27 февраля я выслушала в очередной раз тот же ответ про предателей, изменников Родины, но в заключение мне сказали: «Вы никуда не едете, но завтра придите на инструктаж». Прихожу. Сидят Дудинцев, Наташа Иванова, Фазиль Искандер. Входит секретарь парткома Верченко, усаживается и говорит: «Мы неосторожно дали им бумагу, что пошлём вас на конференцию в Данию, а они раззвонили по всей Европе. Вам придётся ехать. Но не говорите, что это встреча с эмигрантами. Говорите, что это советско-датская встреча. А сейчас идите получать паспорта».

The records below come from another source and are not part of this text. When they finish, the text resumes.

PR #4, opened 2017-12-07
Add a link to video_player

mit-mit:
Thanks for this great plugin! Just a small PR to add a link to `video_player`


mit-mit:
cc @brianegan

brianegan:
Good call, thanks for the contribution!

PR #24, opened 2018-06-07
Support latest version of video_player

cbenhagen:


brianegan:
Awesome, thanks for the update @cbenhagen. I'll publish a new version with this update

PR #27, opened 2018-06-11
A fix to allow using the controller between chewie players

zshema:
remove _onPlay listener from the controller when the widget is disposed and avoid disposing the controller that I'm not the owner of it - the owner is responsible to invoke dispose() (and potentially reuse it ).


brianegan:
Good call -- I was working on something similar to fix another bug, this is a good first step.

PR #28, opened 2018-06-14
Fix time formatting

cbenhagen:
Displayed as 02:010 before


brianegan:
Awesome, thanks for the Bugfix!

PR #29, opened 2018-06-16
Fix skipping

cbenhagen:
It now really skips 15 seconds as intended


brianegan:
Thanks for all these updates. I'll be back from a short trip tomorrow and will publish all of them as a new version!

cbenhagen:
You're welcome ;) Thanks for the plugin!

PR #32, opened 2018-06-19
 Start video at a certain position

cbenhagen:
Maybe the parameter should be renamed to `startAt`?.


brianegan:
Thanks! Yep, I'd recommend `startAt` or `startPosition` instead of `seekTo` -- I could see folks getting confused by that one.

cbenhagen:
@brianegan I renamed it.

brianegan:
Thanks again for the contributions :) I'll publish a new version with all your updates

Issue #31, opened 2018-06-19
Fade between placeholder and first video frame


cbenhagen:
Right now it goes from placeholder to black to first frame which looks pretty crappy. Maybe we can't do much about the first frame being black but fading would at least make the experience a lot smoother.

brianegan:
Gotcha -- I understand the idea, but might have to play with this one a bit more to make sure it "feels" right and doesn't interfere with video playback while the transition is going on (if the transition was 300ms, the user might not see some frames in the video).

cbenhagen:
I'd say 150ms might be enough. Maybe much more important is to get rid of that flashing black frame before the video starts. Could need to be fixed in the video_player plugin..

PR #34, opened 2018-06-21
WIP: Fadeout placeholder

cbenhagen:
Proposition to fix https://github.com/brianegan/chewie/issues/31

This solves the black frame at the beginning as well. One thing though: I can see a one pixel (or less?) line of the video loading in the background on the left and right side of the clip even when setting `StackFit.expand`. @brianegan do you have an idea why?


cbenhagen:
One way to fix the lines might be to just have the same order as before and do a fade-in of the video instead of a fade-out of the placeholder but i'd still love to know why it happens :P

brianegan:
Gonna close this for now as I think it's been open for a bit and might not apply to the current version :)

PR #43, opened 2018-07-26
Added CircularProgressIndicator on first launch

bostrot:
Slow loading videos will just show an empty progress bar which is irritating for most users. This adds a [CircularProgressIndicator](https://docs.flutter.io/flutter/material/CircularProgressIndicator-class.html) on first buffering.


brianegan:
Hey there -- thanks for the contribution! Hrm, good point! My only thought: I don't know if hard-coding a `CircularProgressIndicator` is the best solution to this problem (especially on iOS).

I wonder if we could instead take in a `Widget loading` property on the `Chewie` constructor, which would allow folks to specify the type of loading state they want?

If the user doesn't provide anything, fallback to `CircularProgressIndicator` on Android, or on iOS use the `CupertinoActivityIndicator`?

Thoughts?

PR #56, opened 2018-10-03
resolves video_player version & adds support for starting video on fullscreen 

miguelpruivo:
This PR will:
- Keep the `video_player` version below 0.6.4 which is fine for video rendering since there is a known issue with 0.6.5 that prevents frames to be shown unless the video enters in full screen and then disposes back to inline.
- Adds a property to choose whether the video should start on full screen or not when the playback starts.


brianegan:
Thanks for the contribution! I'll merge this in and bump the video_player version up to 0.7.0+ which I believe also fixes those problems.

brianegan:
Published as part of `0.8.0`. Thanks again!

PR #58, opened 2018-10-05
Always wrap player in AspectRatio to preserve aspect ratio in fullscreen

patrickbz:
Wrapping the player also when in fullscreen preserve the correct aspect ratio of the video. It seems to work well on Android and iOS. Thank you


brianegan:
Thanks!

brianegan:
Published as part of `0.8.0`. Thanks again!

PR #75, opened 2018-12-12
Correct video link in code example

nstrelow:
Video link was moved. Corrected it.


nstrelow:
Is included in #79 , since it is so small.

Issue #2776, opened 2023-07-06
Introduce Type Alias for Patterns and more


noklam:
# Background
As a follow up action, we agreed to introduce type like `Patterns = Dict[str, Dict[str, Any]]` to improve the readability of the code a lot. 

An example can be found [here](https://github.com/kedro-org/kedro/pull/2770/files#diff-83c76b6d924034cc585ba09c9fcb10161887b633b74e8b09a91e4803200f0ed9R33)

We can also do this beyond just `Patterns` but to more complicated types within the code base.

> 
>   As discussed, let's separate the Type Alias proposed in #2770.
>  I will close #2770 and approve this PR now. :)
> 
> _Originally posted by @noklam in https://github.com/kedro-org/kedro/issues/2635#issuecomment-1623710496_
>

noklam:
This could be nicely rewritten to:
```
matches = (parse(pattern, data_set_name) for pattern in data_set_patterns.keys())
return next(filter(None, matches), None)
```

_Originally posted by @idanov in https://github.com/kedro-org/kedro/pull/2635#discussion_r1255521107_
            

There are some minor refactoring work linked here, we can address this with this change.

noklam:
Closed with #2779

PR #2779, opened 2023-07-07
Add type alias for dataset factory patterns 

ankatiyar:
## Description

Related to #2776 

Including @noklam's suggestion about using type alias for patterns and @idanov's suggestions on the merged PR for dataset factories #2635 

## Checklist

### DIFF
--- a/kedro/io/data_catalog.py
+++ b/kedro/io/data_catalog.py
@@ -11,7 +11,7 @@ import difflib
 import logging
 import re
 from collections import defaultdict
-from typing import Any, Iterable
+from typing import Any, Dict, Iterable
 
 from parse import parse
 
@@ -25,6 +25,8 @@ from kedro.io.core import (
     generate_timestamp,
 )
 from kedro.io.memory_dataset import MemoryDataset
+
+Patterns = Dict[str, Dict[str, Any]]
 
 CATALOG_KEY = "catalog"
 CREDENTIALS_KEY = "credentials"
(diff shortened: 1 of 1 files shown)


kedro/io/data_catalog.py
```diff
@@ -322,20 +324,17 @@ def _is_pattern(pattern: str):
...
-        for pattern, _ in data_set_patterns.items():
-            result = parse(pattern, data_set_name)
-            if result:
-                return pattern
-        return None
+        matches = [
+            pattern
+            for pattern in data_set_patterns.keys()
+            if parse(pattern, data_set_name)
+        ]
```
idanov, line 333: This one is important to be a generator, so you compute things lazily, i.e. only until you find a match. Also no need to filter here, the filter is applied in the return.
```suggestion
        matches = (
            parse(pattern, data_set_name)
            for pattern in data_set_patterns.keys()
        )
```

kedro/io/data_catalog.py
```diff
@@ -322,20 +324,17 @@ def _is_pattern(pattern: str):
...
+        return next(filter(None, matches), None)
```
idanov, line 334: It's better to make it a generator, so we only parse until we find a match. Also the second filter is not needed here anymore because of the filter you've added in the generator.
```suggestion
        matches = (
            pattern
            for pattern in data_set_patterns.keys()
            if parse(pattern, data_set_name)
        )
        return next(matches, None)
```

idanov (approved):
⭐️

noklam (approved):
Looks good! It's more clean and easier to read!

И вот тут была незабываемая сцена. Седьмой час вечера, паспортов нет. Мы все нервничаем. Наталья Иванова всё время, как заведённая, говорила о кипятильнике: «Я не могу без кипятильника! У вас есть кипятильник? Как, Фазиль, и у вас нет кипятильника?» Фазиль ничего не говорил, но всё время словно что-то пережёвывал. А Дудинцев, которого долго никуда не выпускали, незадолго до этого съездил в Финляндию и рассказывал, как на приёме их угощали бифштексом: «И ещё несут бифштекс, и ещё…» - безостановочно одно и то же. В двенадцатом часу мы получили паспорта. Я приехала домой и говорю мужу: «Я никуда не поеду. С Аксёновым разговаривать нельзя, с Синявским нельзя…» Тем не менее, утром я была в аэропорту. Все мы, и присоединившиеся к нам Бакланов, Засурский, были в полном оцепенении, потому что понимали, что всё это невозможно. Нас везут в совершенно противоестественную для нас обстановку. Там друзья, с которыми мы не сможем сказать ни слова, потому что тут же на нас пойдут доносы и мы потеряем работу.

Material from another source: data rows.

Issue #2669, opened 2023-06-12
Update documentation around credentials management


noklam:
## Description
Short description of the problem here.
```yml
parquet_dataset:
  type: dask.ParquetDataSet
  filepath: "s3://bucket_name/path/to/folder"
  credentials:
    client_kwargs:
      aws_access_key_id: YOUR_KEY
      aws_secret_access_key: "YOUR SECRET"
```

И вот мы прилетели в Данию. Посол Пастухов нам сказал: «Не вздумайте сидеть на конференции, лучше посмотрите город, походите по магазинам (денег нам не дали ни копейки). У вас у каждого будет свой сопровождающий с машиной». Все были подавлены: мы знали, что «сопровождающий с машиной» – это посольский кагебешник. Но тут Пастухов как-то вдруг переключился на другую тему – сельское хозяйство: «Вы знаете, здесь так доятся коровы! Я всё время вожу наших людей из Агропрома на них смотреть. Они смотрят, а наши коровы по-прежнему не доятся!» Потом нам действительно дали каждому по машине с «сопровождающим». И вот мы приехали на конференцию в Музей современного искусства в Луизианне под Копенгагеном. Мы шли точно так же, как в «Верном Руслане» шли арестованные, выпущенные на свободу, но сохранявшие строй. Справа и слева шли наши «сопровождающие». Вдруг раздался голос жены Синявского: «Вот она, радость моя, Галечка!» Ко мне устремились репортёры, защёлкали камеры. «Ну, всё», - подумала я (потом мой муж меня спросил: «Ну и сколько времени тебе было страшно?» – «Минут двенадцать с половиной». – «Много!» – сказал недовольно муж). «Синявский! – кричит его жена. – Что же ты не подходишь к Гале?» – «Может быть, Галечка не хочет…» «Ну что вы!» - говорю я, будто я свободная женщина, и мы с ним целуемся и обнимаемся.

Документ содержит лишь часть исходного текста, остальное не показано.